## EXERCISE INSTRUCTIONS
Give each record below again, without a single difference.

[Opening AVAILABLE RECORDS section]

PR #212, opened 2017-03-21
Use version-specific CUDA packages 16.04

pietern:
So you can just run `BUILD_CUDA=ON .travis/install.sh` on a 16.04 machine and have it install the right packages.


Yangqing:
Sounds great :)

[Closing AVAILABLE RECORDS section]

## WRITTEN RESPONSE
PR #212, opened 2017-03-21
Use version-specific CUDA packages 16.04

pietern:
So you can just run `BUILD_CUDA=ON .travis/install.sh` on a 16.04 machine and have it install the right packages.


Yangqing:
Sounds great :)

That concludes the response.